--- Exercise aim ---
Repeat, exactly as written, the line containing "[FIX] v43 Update" and each line after it through the end of the data.

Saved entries
▼▼▼
PR #785, opened 2025-01-14
Add support of sum-type hierarchies

plokhotnyuk:
Most Scala's JSON parsers support sum-type hierarchies (including zio-json), but this test currently fails because `zio-schema-json` decoder cannot parse JSON properly serialized by encoder.


plokhotnyuk:
Moved to https://github.com/zio/zio-schema/pull/822

PR #204, opened 2026-07-23
[FIX] v43 Update data element assigned to more than one data set for the same org unit

anagperal:
### :pushpin: References

-   **Issue:** Closes #869djm0wn [v43 support](https://app.clickup.com/t/4528615/869djm0wn) & #869ee887r [data entry](https://app.clickup.com/t/4528615/869ee887r)

#### Issue

On DHIS2 v43, saving a data value through the single-value endpoint (`POST /api/dataValues`) fails with:

```json
{
    "httpStatus": "Conflict",
    "httpStatusCode": 409,
    "status": "ERROR",
    "message": "Data set detection failed, found multiple sets: `[<datasetA>, <datasetB>]`",
    "errorCode": "E8002"
}
```

This happens whenever a data element rendered by the autogenerated form is assigned to more than one data set for the same org unit — a common, valid metadata setup (e.g. an indicator reused across programs). The app's save request omitted the optional `ds` (data set) parameter, relying on DHIS2 to auto-detect the data set from `de` + `ou`. When the data element is ambiguous, DHIS2 can no longer resolve it and rejects the save.

#### Why v43 and not v41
▲▲▲
--- Exercise result ---
[FIX] v43 Update data element assigned to more than one data set for the same org unit

anagperal:
### :pushpin: References

-   **Issue:** Closes #869djm0wn [v43 support](https://app.clickup.com/t/4528615/869djm0wn) & #869ee887r [data entry](https://app.clickup.com/t/4528615/869ee887r)

#### Issue

On DHIS2 v43, saving a data value through the single-value endpoint (`POST /api/dataValues`) fails with:

```json
{
    "httpStatus": "Conflict",
    "httpStatusCode": 409,
    "status": "ERROR",
    "message": "Data set detection failed, found multiple sets: `[<datasetA>, <datasetB>]`",
    "errorCode": "E8002"
}
```

This happens whenever a data element rendered by the autogenerated form is assigned to more than one data set for the same org unit — a common, valid metadata setup (e.g. an indicator reused across programs). The app's save request omitted the optional `ds` (data set) parameter, relying on DHIS2 to auto-detect the data set from `de` + `ou`. When the data element is ambiguous, DHIS2 can no longer resolve it and rejects the save.

#### Why v43 and not v41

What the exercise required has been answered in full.